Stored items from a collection
PR #774, opened 2018-08-23
Schema dedupe

bcolloran:
this PR does two main things:
1) it dedupes the state schemas and makes explicit which parts of the state need to be _mirrored_ from the editor to the eval-frame and which parts of state belong only to one side or the other. this will reduce copy paste errors
2) it removes the state creation functions in favor of specifying default values in the state schemas.

to keep this PR of manageable size, for the time being i've just proxied the new functions through the existing files  src/editor-state-prototypes.js and  src/eval-frame/eval-frame-state-prototypes.js ; in a later PR we can go through the files that look to those and update paths to remove that proxying


bcolloran:
this will fix #730

PR #776, opened 2018-08-23
Address some fixmes

bcolloran:
you can step through the commits in this PR to see comments about individual FIXMEs

### DIFF
--- a/src/editor-state-prototypes.js
+++ b/src/editor-state-prototypes.js
@@ -127,9 +127,9 @@ const stateSchema = {
       type: 'array',
       items: { type: 'string' },
     },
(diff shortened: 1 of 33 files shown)


src/editor-state-prototypes.js
```diff
@@ -127,9 +127,9 @@ const stateSchema = {
       type: 'array',
       items: { type: 'string' },
     },
-    lastSaved: {}, // FIXME change to string ONLY with default 'never'
-    lastExport: {}, // FIXME change to string ONLY
-    sidePaneMode: {}, // FIXME change to string ONLY
```
mdboom: Should this be `{ type: 'string' }`?  Or is the FIXME obsolete and just being removed?

Issue #781, opened 2018-08-23
META: reps (output handler) issues


mdboom:
This issue to track output handler changes, particularly the move to use `react-inspector` in more places.

I've created a test notebook that tries to cover all of the basics of rep handling.

Here is the current behavior:

![image](https://user-images.githubusercontent.com/38294/44553000-1e964700-a6fa-11e8-9721-b10837023e8b.png)

![image](https://user-images.githubusercontent.com/38294/44553028-38378e80-a6fa-11e8-8197-1acf40b26728.png)

![image](https://user-images.githubusercontent.com/38294/44553046-47b6d780-a6fa-11e8-8af0-e780060bae35.png)

![image](https://user-images.githubusercontent.com/38294/44553058-53a29980-a6fa-11e8-9f82-fa1842616db3.png)

![image](https://user-images.githubusercontent.com/38294/44553130-8b114600-a6fa-11e8-892c-8ca10cd53b5e.png)

![image](https://user-images.githubusercontent.com/38294/44553144-95334480-a6fa-11e8-82c2-509f62727f30.png)

Here's the result of moving almost everything (except custom renderers) to react-inspector:

![image](https://user-images.githubusercontent.com/38294/44553230-cf044b00-a6fa-11e8-9c41-c16d51e14500.png)

![image](https://user-images.githubusercontent.com/38294/44553243-d9bee000-a6fa-11e8-83eb-872a27d8f0fe.png)

![image](https://user-images.githubusercontent.com/38294/44553260-e93e2900-a6fa-11e8-914f-03b63c2c3af1.png)

![image](https://user-images.githubusercontent.com/38294/44553283-f65b1800-a6fa-11e8-839c-eb715e731f0c.png)

![image](https://user-images.githubusercontent.com/38294/44553296-007d1680-a6fb-11e8-913d-2e9f35c1e06c.png)

mdboom:
(Sorry about the screenshots and different scales -- Firefox screenshots doesn't seem to work with iframes).

Some observations:

- [ ] For the basic Javascript types, `react-inspector` works pretty well.  It takes up less vertical space, and is more self-consistent.  This is an easy win and will remove tons of our own code :)
- [ ] In the current version, there is code to not display an entire string when it is too long.  That seems to be broken.
- [ ] `react-inspector` doesn't seem to be doing any truncation or folding of long arrays or strings, either
- [ ] For multi-dimensional arrays and tables, our existing reps are much better than `react-inspector`
[...]

PR #794, opened 2018-08-24
Use react-inspector for reps in most cases

mdboom:
See #781 for screenshots and justification.

This changes most of the basic reps and the object reps to use react-inspector.  They are generally more vertically-space-efficient and self-consistent than what we had before.

The array, matrix, data frame, error, promise and custom reps are retained from before since react-inspector doesn't handle those.  In separate PRs, these will get updated to be more stylistically consistent with what react-inspector does, but for now I think we merge this because it doesn't really regress anything.

Of special note is that react-inspector's object inspector is able to display iodide custom reps as values.  Conversely, our collection reps use react-inspector's reps when appropriate.


mdboom:
I think the test failures are server related...

src/components/reps/value-renderer.jsx
```diff
@@ -122,39 +111,34 @@ const complexHandlers = [
...
-
+let handlers = simpleHandlers.concat(complexHandlers)
 
 const userHandlers = []
 
 export function addOutputHandler(handler) {
   // insert new handlers *after* the scalar handlers
-  userHandlers.unshift(wrapHandler(handler))
-  handlers = simpleTypeHandlers.concat(userHandlers, complexHandlers)
+  userHandlers.unshift(handler)
```
bcolloran: why'd you remove the wrapHandler here? don't we especially need to wrap user-added handlers in try/catch?

src/components/reps/value-renderer.jsx
```diff
@@ -32,10 +25,13 @@ export function renderValue(value, inContainer = false) {
       } else if (resultElem.type !== undefined) {
         return resultElem
       }
-      console.warn(`Unknown output handler result type from ${handler}`)
+      console.warn(`Unknown out handler result type from ${handler}`)
```
bcolloran: "out handler"?

bcolloran:
big improvement over json tree! couple other thoughts

- as mentioned in #781, the long string rep does work for me, so perhaps we should not cut that yet?
- when i was hacking on reps last month, i found this array snippet useful as a test case:
```
// arrays with mixed types
let array = []
for (let i = 0; i < 100; ++i) {
  array.push(i)
  array.push('_"'+i)
  array.push(undefined)
  array.push(false)
  array.push(NaN)
  array.push(null) 
  array.push(i*Math.random())
  array.push(() => i)
}
array
```

- even tho the tests pass, i see this when i run them:
```
 PASS  src/components/reps/__tests__/promise-handler.test.jsx
  ● Console

    console.error src/components/reps/value-renderer.jsx:84
      output handler error TypeError: Cannot read property 'shouldHandle' of undefined
          at Object.shouldHandle (/home/bcolloran/iodide/iodide/src/components/reps/value-renderer.jsx:139:87)
          at renderValue (/home/bcolloran/iodide/iodide/src/components/reps/value-renderer.jsx:123:1082)
          at PromiseRep.render (/home/bcolloran/iodide/iodide/src/components/reps/promise-handler.jsx:40:129)
          at ReactShallowRenderer._updateClassComponent (/home/bcolloran/iodide/iodide/node_modules/enzyme-adapter-react-16/node_modules/react-test-renderer/cjs/react-test-renderer-shallow.development.js:238:39)
          at ReactShallowRenderer.render (/home/bcolloran/iodide/iodide/node_modules/enzyme-adapter-react-16/node_modules/react-test-renderer/cjs/react-test-renderer-shallow.development.js:110:12)
          at Updater.enqueueSetState (/home/bcolloran/iodide/iodide/node_modules/enzyme-adapter-react-16/node_modules/react-test-renderer/cjs/react-test-renderer-shallow.development.js:321:20)
          at PromiseRep.Object.<anonymous>.Component.setState (/home/bcolloran/iodide/iodide/node_modules/react/cjs/react.development.js:238:16)
          at PromiseRep.state.promise.props.promise.then.val (/home/bcolloran/iodide/iodide/src/components/reps/promise-handler.jsx:16:12)
          at <anonymous>
          at process._tickCallback (internal/process/next_tick.js:188:7)
```

src/components/reps/value-renderer.jsx
mdboom: Sorry -- this was just left in after experimenting with something...

src/components/reps/value-renderer.jsx
mdboom: Just an oops.  Reverted.

mdboom:
I was able to get the tests to work by forcing `ValueRenderer` to import before the specific output handlers being tested.  Not sure if there's a better solution.

mdboom:
I've updated this to reinstate the old string rep, but adjusted the styles (and how it gets used) to blend in with react-inspector.

I also discovered some CSS styles that are obsoleted by this PR and I removed those.

hamilton:
Hmm - it seems something else is at play here now. I'm finding that long strings still break the console, so it might actually not be the rep itself but the console not having `overflow-x` in the return value DOM element set properly. I know it used to be before the iframe migration.

This causes an overflow in the console, as far as I can tell.

```javascript
var randomString = (length=100) => {
  var text = "";
  var possible = "ABCDEFGHIJKLMNOPQRSTUVWXYZabcdefghijklmnopqrstuvwxyz0123456789";

  for (var i = 0; i < length; i++)
    text += possible.charAt(Math.floor(Math.random() * possible.length));

  return text;
}

let a = randomString(1000)
a
```

mdboom:
I see that, too.  I thought I had fixed that exact issue -- I'm looking into it.

hamilton:
@mdboom this is great! The string overflow issue has been fixed w/ the latest commit, and the string-wrapping + truncation is MUCH more useful for debugging large strings (which users will inevitably encounter when they `fetch` a csv without parsing it).

This appears ready to merge to me.

PR #754, opened 2018-08-14
Add keybindings for resizing frames

djbarnwal:
This implements `Ctrl+left` and `Ctrl+right` keybindings which help you resize the two frames in steps of 0%, 33%, 50%, 66% and 100% .

Closes Issue #726

PR #801, opened 2018-08-24
 Add keybindings for resizing frames

djbarnwal:
This implements `Ctrl+left` and `Ctrl+right` keybindings which help you resize the two frames in steps of 0%, 33%, 50%, 66% and 100% .

(Mirror of #754)


djbarnwal:
@hamilton This PR is ready for another review.

src/eval-frame/actions/eval-frame-tasks.js
```diff
@@ -39,6 +39,20 @@ tasks.closePanes = new UserTask({
   },
 })
 
+tasks.increaseEditorWidth = new UserTask({
+  title: 'Set Editor Size',
+  keybindings: ['ctrl+right'],
```
hamilton: this should be `ctrl+shift+right` as well - if I am focused on the iframe I lose the keybinding

src/port-to-eval-frame.js
```diff
@@ -25,6 +25,8 @@ const approvedKeys = [
   'ctrl+d',
   'ctrl+h',
   'ctrl+i',
+  'ctrl+left',
```
hamilton: same as above - should be `ctrl+shift+right` etc.

djbarnwal:
@hamilton I think the Help modal error is due to some other commit. I posted an issue regarding the same ( #840 ) few hours ago.

src/components/editor-pane-container.jsx
```diff
@@ -53,15 +54,15 @@ class EditorPaneContainer extends React.Component {
...
+          minWidth={this.props.paneMinWidth}
           onResizeStop={this.onResizeStopHandler}
           size={{ width: this.props.cellResizerWidth }}
           style={{
             display: this.props.cellResizerDisplayStyle,
             flexDirection: 'column',
           }}
         >
-          <div id="cells">
+          <div style={this.props.cellsStyle} id="cells">
```
hamilton: @bcolloran do you have any thoughts on this approach?

bcolloran: @hamilton seems reasonable enough to me, do you have any particular concern?

bcolloran:
look good to me. i'm happy to merge if @hamilton is ok with the ` style={this.props.cellsStyle} ` part

PR #806, opened 2018-08-27
Make error rep more consistent

mdboom:
This makes the font slightly smaller to be more in line with the react-inspector reps, and removes the extra vertical space before and after.

This is a follow-on to #794.  Probably should hold off reviewing until #794 is merged.


mdboom:
I'm closing this -- this change will basically happen "by accident" in a better way in #817.

PR #811, opened 2018-08-28
Make notebook code built with `npm run start` have server features

wlach:
For example, the user panel / authentication. This will allow testing
of the "full stack" (both server and client features) with the
recommended workflow described in README.md.

### DIFF
--- a/package.json
+++ b/package.json
@@ -11,7 +11,7 @@
     "start": "webpack --watch --env=dev",
     "build": "webpack",
     "build-production": "webpack --env=production",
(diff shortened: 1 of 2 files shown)


wlach:
This is basically a bug fix to make the flow described in the README (https://github.com/iodide-project/iodide/blob/master/README.md#server-mode) work as advertised.

wlach:
Yeah, I think we ought to refactor this once we're far enough along with the server that we no longer need the ghpages standalone version.

PR #1409, opened 2019-01-22
Add a table of supported languages

mdboom:
This at least gets this started, and we can start filling in more options and details later.


bcolloran:
rad, thanks mike!

PR #1410, opened 2019-01-22
fetch cells no longer mysteriously block on error

### LINKED ISSUE #1372: fetch cell errors do not un-halt the evaluation queue, so nothing else can be evaluated after error
@hamilton plz, take a look at:
https://extremely-alpha.iodide.io/notebooks/210/

i reckon since you have the most experience with the fetch cell and evaluation machinery you should be able to make quick work of this one, but lmk if you want me to take a look

hamilton:
fixes #1372. Not sure how this was introduced as a bug, but something was preventing sending the evaluation response on syntax errors in fetch chunks.


bcolloran:
looks like a simple fix! thanks!

PR #1420, opened 2019-01-23
Make docs match new style of site

mdboom:
This updates the CSS of the docs to better match @hamilton's recent changes to the site and UI.

### DIFF
--- a/docs/extra.css
+++ b/docs/extra.css
@@ -17,13 +17,13 @@ body::before {
 }
 
 h1, h2, h3, h4, h5 {
-  font-family: 'Zilla Slab', sans-serif;
   font-weight: 300;
 }
 
 body {
-  font-family: -apple-system, BlinkMacSystemFont, "Segoe UI", Helvetica,
-               Arial, sans-serif, "Apple Color Emoji", "Segoe UI Emoji",
-               "Segoe UI Symbol";
+  --main-typeface: -apple-system, BlinkMacSystemFont, "Segoe UI", Helvetica,
+                   Arial, sans-serif, "Apple Color Emoji", "Segoe UI Emoji",
+                   "Segoe UI Symbol";
+  font-family: var(--main-typeface);
   font-weight: 400;
 }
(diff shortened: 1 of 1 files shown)


docs/extra.css
```diff
@@ -1,26 +1,29 @@
...
 
 .navbar-brand {
   font-family: 'Zilla Slab', serif;
+  font-size: 30px;
+  font-weight: 300;
 }
 
 h1, h2, h3, h4, h5 {
-  font-family: 'Open Sans', sans-serif;
+  font-family: 'Zilla Slab', sans-serif;
```
hamilton: __More Purple™__! This is awesome. Just a couple of small tweaks I'd recommend:

(1) set a family system font in body:
(2) use the common system fontset for the h* tags, while keeping the zilla slab font for just `navbar-brand`. generally I think this improves readability overall and keeps the font specifically for the logo itself.

All together, those changes would look like:

```css
body {
   --main-typeface: font-family: -apple-system, BlinkMacSystemFont, "Segoe UI", Roboto, Helvetica, Arial, sans-serif, "Apple Color Emoji", "Segoe UI Emoji", "Segoe UI Symbol";
   font-family: var(--main-typeface);
}

h1, h2, h3, h4, h5 {
    font-family: var(--main-typeface);
}
```

bcolloran: i disagree very strongly with using system fonts. the system fonts look nicer on macs than other platforms, and if we use system fonts, you guys _will not see_ what a big chunk of users see, and you'll have a mistaken impression of how good things look. We should design to one consistent standard, and have a non-system backup webfont for cases where zilla slab is not appropriate

hamilton: We use system fonts for all of the iodide properties, don't we? The point is to use the fonts that work best on all platforms, not just mac. Can you provide more information about where they fail? Happy to reassess this strategy but this is not my understanding.

mdboom:
I've updated this to not use Zilla Slab for the headers.  The question of what specifically to use for body text can probably be addressed as part of #1422, as the present PR just brings the docs inline with everything else.

hamilton:
@mdboom looks good, thanks! We can always revisit the system font discussion later and roll with this for now.

Issue #1424, opened 2019-01-23
re-enable "skipRunAll"


bcolloran:
need to re-enable this functionality. this should be an easy fix

PR #1431, opened 2019-01-25
skipRunAll restored

bcolloran:
@hamilton this should fix @teonbrooks skipRunAll issue, #1424  

~~had to refactor a bit to add some tests, but even as such i was not really able to add test cases to everything i would have liked. So please take a moment to kick the tires on this one and test it out locally.~~

~~(and if you feel like taking a crack at adding some tests/getting the non-working tests to run, that would be great too, but i don't think it's absolutely required to have more coverage if the code passes your review and it works as expected during your QA)~~

(did a little more refactoring and now i'm happy with the test coverage, standard review and QA should be fine)

### DIFF
--- a/src/actions/actions.js
+++ b/src/actions/actions.js
@@ -228,7 +228,7 @@ const chunkNotSkipped = chunk =>
   );
 
 export function evaluateNotebook(evalQueueInstance = evalQueue) {
-  return () => (dispatch, getState) => {
+  return (dispatch, getState) => {
     const { jsmdChunks, kernelState } = getState();
 
     if (kernelState !== "KERNEL_BUSY") dispatch(setKernelState("KERNEL_BUSY"));
--- a/src/actions/actions.js
+++ b/src/actions/actions.js
@@ -216,13 +216,24 @@ export function moveCursorToNextChunk() {
   };
 }
 
+const chunkIsRunnable = chunk =>
+  !["md", "css", "raw", ""].includes(chunk.chunkType);
+
+const chunkNotSkipped = chunk =>
+  !(
+    chunk.evalFlags.includes("skipRunAll") ||
+    chunk.evalFlags.includes("skiprunall")
+  );
+
 export function evaluateNotebook() {
   return (dispatch, getState) => {
     const { jsmdChunks, kernelState } = getState();
+
     if (kernelState !== "KERNEL_BUSY") dispatch(setKernelState("KERNEL_BUSY"));
+
     jsmdChunks.forEach(chunk => {
-      if (!["md", "css", "raw", ""].includes(chunk.chunkType)) {
-        evalQueue.evaluate(chunk, dispatch);
+      if (chunkIsRunnable(chunk) && chunkNotSkipped(chunk)) {
+        evalQueue.evaluate(chunk);
       }
     });
   };
--- a/src/actions/actions.js
+++ b/src/actions/actions.js
@@ -227,7 +227,7 @@ const chunkNotSkipped = chunk =>
     chunk.evalFlags.includes("skiprunall")
   );
 
-export function evaluateNotebookUsingQueue(evalQueueInstance) {
+export function evaluateNotebook(evalQueueInstance = evalQueue) {
   return () => (dispatch, getState) => {
     const { jsmdChunks, kernelState } = getState();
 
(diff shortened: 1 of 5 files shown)


src/actions/evaluation-queue.js
```diff
@@ -6,9 +6,17 @@ export class EvaluationQueue {
     this.queueSize = 0;
     this.evaluationResolvers = {};
     this.idGenerator = new IdFactory();
+    this.reduxDispatch = null;
   }
 
-  evaluate(chunk, dispatch) {
+  connectToRedux(dispatch) {
```
hamilton: could this be `connectToStore`? "Redux" is kind of vague

src/actions/actions.js
```diff
@@ -216,18 +216,33 @@ export function moveCursorToNextChunk() {
...
-      if (!["md", "css", "raw", ""].includes(chunk.chunkType)) {
-        evalQueue.evaluate(chunk, dispatch);
+      if (chunkIsRunnable(chunk) && chunkNotSkipped(chunk)) {
+        evalQueueInstance.evaluate(chunk);
       }
     });
   };
 }
 
+export const evaluateNotebook = evaluateNotebookUsingQueue(evalQueue);
```
hamilton: is there a reason to have this actually be a separate function rather than

```javascript

export function evaluateNotebook(evalQueueInstance=evalQueue) {
...
}

```

This would let you still test it the same way without adding this additional layer (which I'm assuming is the point of this refactor)

src/actions/actions.js
```diff
@@ -216,18 +216,33 @@ export function moveCursorToNextChunk() {
...
+export function evaluateNotebookUsingQueue(evalQueueInstance) {
+  return () => (dispatch, getState) => {
     const { jsmdChunks, kernelState } = getState();
+
     if (kernelState !== "KERNEL_BUSY") dispatch(setKernelState("KERNEL_BUSY"));
+
     jsmdChunks.forEach(chunk => {
-      if (!["md", "css", "raw", ""].includes(chunk.chunkType)) {
-        evalQueue.evaluate(chunk, dispatch);
+      if (chunkIsRunnable(chunk) && chunkNotSkipped(chunk)) {
```
hamilton: There might be a way of doing this so we're not adding boilerplate to a function (we'll probably have more flags in the future) but I'm sure this comment will get YAGNI'd and we can always revisit down the line ;)

src/actions/evaluation-queue.js
```diff
@@ -6,9 +6,17 @@ export class EvaluationQueue {
...
+    this.reduxDispatch = dispatch;
+  }
+
+  evaluate(chunk) {
+    if (!this.reduxDispatch) {
+      throw new Error("must connect to redux before evaluating");
```
hamilton: `"must connect to a Redux store before evaluating"`

src/actions/evaluation-queue.js
hamilton: also, this is a great refactor in general

hamilton:
@bcolloran another thing worth thinking about (perhaps as a follow-on) - we should probably surface an iodide console warning (to be tackled when we decouple under the hood the inputs and outputs) saying that a flag was unrecognized.

src/actions/evaluation-queue.js
bcolloran: i'll do `connectDispatch` to match the pattern from review comments #1428

src/actions/actions.js
bcolloran: omfg yes that is so much better! it didn't even occur to me to use a default param!

bcolloran:
Thanks for the review @hamilton! Pushed those updates, ready for another pass

bcolloran:
oh, and agree that we should show a console warning for invalid flags. ideally we'll also surface that via highlighting or something in the editor.

hamilton:
@bcolloran dang, looks like I spoke too soon. I'm having trouble getting "run all" to work on your PR, but this could be a bigger problem w/ my current setup (which I've been neglecting to fix, now's the time). Give me a sec before merging.

bcolloran:
wow, thanks for catching that @hamilton!! i have no idea how i missed that in QA! :-/

should be fixed now. can you confirm+merge?

hamilton:
@bcolloran works great - merging now :tada: /cc @teonbrooks

bcolloran:
duh, i should have added docs!!! you even specifically called this out in the meeting, ack! tough to build new habits...

i'll add some docs now!

PR #1435, opened 2019-01-25
Simplify login code

wlach:
There was quite a bit of state and business logic that was unused
here, and could be eliminated.


src/tools/login.js
```diff
@@ -10,6 +16,7 @@ export function logoutFromServer(successCallback, errorCallback, dispatch) {
   fetch("/logout/").then(response => {
     if (response.ok) {
       successCallback(dispatch);
+      successCallback(dispatch);
```
bcolloran: typo here (duplicated line)

wlach: Oops, I'll fix this now

PR #1436, opened 2019-01-25
Add support for emoji in markdown view

wlach:
To capture the support of the elusive millenial/slack demographic,
we clearly need emoji support in markdown view to keep things :100:.


wlach:
image

PR #1463, opened 2019-01-31
Removing hamburger menu

### LINKED ISSUE #1458: Get rid of hamburger menu
I don't think there's much value to the iodide hamburger menu anymore and we should just get rid of it:

image

* Help already has its own button elsewhere on the toolbar
* New notebook could be included under the user icon
* Clear variables would probably better be placed inside the workspace pane

iFlameing:
Fixes #1458 .


iFlameing:
sorry to disturb you. I will take care from the next time.

wlach:
I think we decided not to do this for now, in the end. Sorry for taking your time with this @iFlameing!

iFlameing:
@wlach No problem :)

PR #1466, opened 2019-01-31
Set Python indent to 4 in .editorconfig

openjck:
Most, if not all, Python source files already use an indent of 4. Will
confirms that this is the intended indent size for Python files.


hamilton:
Thanks @openjck!

PR #1467, opened 2019-01-31
separate out must-have onload css from theme setting in client

hamilton:
parsed out some top level must-have styles before the JS is loaded and kept the non-vital theme elements in injectSGlobal.


bcolloran:
works great, code looks good. thanks @hamilton! CI is still running, whoever notices first can merge s soon as it completes

hamilton:
@bcolloran thanks for hunting down the cause of the flickering

PR #1470, opened 2019-02-01
Add a pull request template

mdboom:
As discussed at our last meeting, it might be time to have a PR checklist to remind us of processes we'd like to keep up on.

Consider this just a starting point -- we can discuss the details of what to put here in this PR.

### DIFF
--- a/.github/pull_request_template.md
+++ b/.github/pull_request_template.md
@@ -1,0 +1,7 @@
+
+
+### Pull Request checklist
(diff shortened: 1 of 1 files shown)


bcolloran:
thank you mike, this is great. i'm actually going to merge this, because we can refine it as we go if we need to but tbh there's nothing i would change, and i can't imagine any changes/discussion/objection weighty enough that we shouldn't start using this now.

PR #1490, opened 2019-02-07
reimplements the plugin eval fixes in #1483

### LINKED ISSUE #1459: need to catch and surface plugin load errors
I had an error that #1452 will fix, but the issue that prompted the PR was only uncovered if I went to the network pane of the devtools console to figure out what happened to pyodide. If there's a 404 or similar issue w/ loading a plugin, we need to surface that in the console.

hamilton:
### Pull Request checklist

This re-implements a number of fixes on the plugin evaluators I found in #1483. I believe this should be a pretty quick review + merge. Fixes #1459


src/eval-frame/actions/language-actions.js
```diff
@@ -136,7 +152,14 @@ export function runCodeWithLanguage(language, code, messageCallback) {
   if (asyncEvaluator !== undefined) {
     const messageCb =
       messageCallback === undefined ? () => {} : messageCallback;
-    return window[module][asyncEvaluator](code, messageCb);
+    try {
+      return window[module][asyncEvaluator](code, messageCb);
+    } catch (e) {
+      if (e.message === "window[module] is undefined") {
```
hamilton: I think this is a more helpful message than `window[module] is undefined`. If some other error is present, then return that instead.

src/eval-frame/actions/language-actions.js
```diff
@@ -136,7 +152,14 @@ export function runCodeWithLanguage(language, code, messageCallback) {
...
+        return new Error(`eval type ${module} not not defined`);
```
bcolloran: i think we can pull `displayName` out of `language` on line 151 in order to make this message clearer for end-users, maybe somthing like:

`Error evaluating ${language.displayName}; evaluation module "${module}" not not defined`

src/eval-frame/actions/language-actions.js
```diff
@@ -94,13 +105,18 @@ export function evaluateLanguagePlugin(pluginText, evalId) {
...
+      })
+      .catch(err => {
+        sendStatusResponseToEditor("ERROR", evalId);
+        return err;
+      });
   };
 }
 
-export function ensureLanguageAvailable(languageId, state, dispatch) {
+export function ensureLanguageAvailable(languageId, state, evalId, dispatch) {
```
bcolloran: might be missing it, but it looks like `evalId` is not used in this function?

src/eval-frame/actions/actions.js
```diff
@@ -161,7 +161,7 @@ function evaluateCode(code, language, state, evalId) {
       );
     };
 
-    return ensureLanguageAvailable(language, state, dispatch)
+    return ensureLanguageAvailable(language, state, evalId, dispatch)
```
bcolloran: as below, might be missing it, but it looks like evalId is not yet used in this function?

src/eval-frame/actions/language-actions.js
hamilton: sure

src/eval-frame/actions/language-actions.js
hamilton: yep that's a mistake, thought I had removed the remaining ones

hamilton:
@bcolloran thanks for the review. I've updated this PR with your suggestions. I feel there's probably more untangling to be done here in simplifying how the language actions work, but that can be tackled down the line.

bcolloran:
looks great!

YOUR INSTRUCTIONS => The answer is the lines above between the line holding "should be fixed now. can you confirm+merge?" and the line holding "here, and could be eliminated.", inclusive, each written out exactly, and no others.

SOLUTION BELOW =>
should be fixed now. can you confirm+merge?

hamilton:
@bcolloran works great - merging now :tada: /cc @teonbrooks

bcolloran:
duh, i should have added docs!!! you even specifically called this out in the meeting, ack! tough to build new habits...

i'll add some docs now!

PR #1435, opened 2019-01-25
Simplify login code

wlach:
There was quite a bit of state and business logic that was unused
here, and could be eliminated.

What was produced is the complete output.